Same number of insertions for each value of this feature, irrespective of the actual number of tokens. The number of filter insertions for a token is computed by dividing bitsPerFeature equally amongst the tokens.

name type optional description
bitsPerFeature integer no max number of indices per feature

Hash

Describes and configures the hash that is used to encode the n-grams.

Choose one of:

DoubleHash

as described in [Schnell2011].

name type optional description
type string no must be set to “doubleHash”
prevent_singularity boolean yes see discussion in https://github.com/data61/clkhash/issues/33

BlakeHash

the (default) option

name type optional description
type string no must be set to “blakeHash”

missingValue

Data sets are not always complete – they can contain missing values. If specified, then clkhash will not check the format for these missing values, and will optionally replace the sentinel with the replaceWith value.

name type optional description
sentinel string no the sentinel value indicates missing data, e.g. ‘Null’, ‘N/A’, ‘’, …
replaceWith string yes specifies the value clkhash should use instead of the sentinel value.

n-gram comparison

Approximate string matching with n-gram tokenization. Also see the API docs for NgramComparison

name type optional description
type string no has to be ‘ngram’
n integer no The ‘n’ in n-gram
positional boolean yes positional n-grams also contains the position of the n-gram within the string

exact comparison

Exact string matching. Also see the API docs for ExactComparison

name type optional description
type string no has to be ‘exact’

numeric comparison

Numerical comparisons of integers or floating point numbers such that the distance between two numbers relate to the similarity of the produced tokens. Also see the API docs for NumericComparison

textFormat

name type optional description
type string no has to be “string”
encoding enum yes one of “ascii”, “utf-8”, “utf-16”, “utf-32”. Default is “utf-8”.
case enum yes one of “upper”, “lower”, “mixed”.
minLength integer yes positive integer describing the minimum length of the input string.
maxLength integer yes positive integer describing the maximum length of the input string.
description string yes free text, ignored by clkhash.

textPatternFormat

name type optional description
type string no has to be “string”
encoding enum yes one of “ascii”, “utf-8”, “utf-16”, “utf-32”. Default is “utf-8”.
pattern string no a regular expression describing the input format.
description string yes free text, ignored by clkhash.

numberFormat

name type optional description
type string no has to be “integer”
minimum integer yes integer describing the lower bound of the input values.
maximum integer yes integer describing the upper bound of the input values.
description string yes free text, ignored by clkhash.

dateFormat

A date is described by an ISO C89 compatible strftime() format string. For example, the format string for the internet date format as described in rfc3339, would be ‘%Y-%m-%d’. The clkhash library will convert the given date to the ‘%Y%m%d’ representation for hashing, as any fill character like ‘-‘ or ‘/’ do not add to the uniqueness of an entity.

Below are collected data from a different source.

PR #77, opened 2015-10-16
Fault tolerant evaluator defaults with destructor error reporting

mccumbermike:
As discussed as a possibility at this week's meeting, I switched the default in this merge to the fault tolerant strict=false setting. The evaluators will now tally the errors encountered and report at SubsysReco::End() the number of errors encountered if any. Setting the eval verbosity negative will quench even these messages. The location of the errors can be examined later by switching back to the strict evaluation setting and debugging from there so I have not added a complex location tracking. I changed the evalstack object scopes so that the destructor and associated error reporting is called only once per process in the g4eval SubsysRecos.

It is likely there will still be some spot in the eval I haven't considered, but when these are reported, I will add more assert/error_counts in those spots as well. But we should improve a bit with a more robust behavior and still find our errors.

The eval logic remains untouched.


blackcathj:
Thanks @mccumbermike ! 

Tried with the embedding production output, where truth structure was broken to save output size for hijing background. Apparently the report worked well (for 10 events):
```
SvtxEvaluator::End() - Error Count: 3207801426
SvtxVertexEval::~SvtxVertexEval() - Error Count: 1241763
SvtxClusterEval::~SvtxClusterEval() - Error Count: 57654
BaseTruthEval::~BaseTruthEval() - Error Count: 3206502009
```
As it is already discussed in the meeting and there has been no further comment, I will just merge this pull request then.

name type optional description
type string no has to be “date”
format string no ISO C89 compatible format string, eg: for 1989-11-09 the format is ‘%Y-%m-%d’
description string yes free text, ignored by clkhash.

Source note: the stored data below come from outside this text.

PR #80, opened 2015-10-21
New Projections of Tracks into Calorimeters

mccumbermike:
Jin reported trouble in #69 that for some radii values he was getting flip-flop phi values while projecting into the calorimeter. Jin and I misunderstood what the next step was on getting this code into master and I promised to take another look to make sure I'm confident with the new projection tool and generate this pull request.

One issue was that the SvtxTrackState was reporting position estimates only relative to the vertex, that is changed in this merge to absolute coordinates. Another issue was that the projection code was written to accept a perigee coordinate and some replication of these was likely done incorrectly when switching to the new interface, probably at minimum that conversion was missing some sense of the charge sign. In principle that code could have been patch as Jin had proposed.

However we also wish to have a code that will accept an arbitrary state vector and make the projection from there, not just from the perigee. This is useful for grabbing different state vectors when those are available. So I decided to rewrite the projection calls from top to bottom with a new set of manipulations. I've tried to make the projection process explicit in the new algorithm so others can follow along. I tested the code in a standalone macro to look for bugs, here is a look at that output:

screen shot 2015-10-21 at 2 06 53 pm

I've also run the evaluation for some electrons of different momentum to see that the located cluster positions are tightly correlated in both angle and energy:

ecluster

and for the projected 3x3 momentum:

e3x3

The module runs quickly in peripheral events, so I don't think this change will appear on anyone's profile list. This pull request would replace #69 and #69 should not be merged and closed if this path is selected.


blackcathj:
Two sets of tests using the EMCal analysis code and HCal energy sum. This new algorithm worked well: 

## EMCal and inner HCal projections

Projecting the track into the calorimeters to check the shower response in the neighboring towers. Centered shower in EMCal says the track projection is consistent between tracking and calorimetry. The inner HCal is off for known reason of starting bin counting problem. 

10 GeV negatively charged pion shower in EMCal and inner HCal, plotted as tower energy VS tower's distance from the track projection
g4hits_sphenix_pi-_eta0_10gev root_ana root_drawecal_pdst_trackprojection_checks_cut_all_event

## Three calorimeter total energy sums

3x3-tower sums of all three calorimeter layers for 10 and 24 GeV pi- shower is shown below. Track projections are used to define the location of 3x3 cluster. The sum covered majority of hadron energy but with significant invisible component and side leakages as expected for hadron showers. 
image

The following subset contains the most useful format codes:

directive meaning example
%Y Year with century as a decimal number 1984, 3210, 0001
%y Year without century, zero-padded 00, 09, 99
%m Month as a zero-padded decimal number 01, 12
%d Day of the month, zero-padded 01, 25, 31

enumFormat

name type optional description
type string no has to be “enum”
values array no an array of items of type “string”
description string yes free text, ignored by clkhash.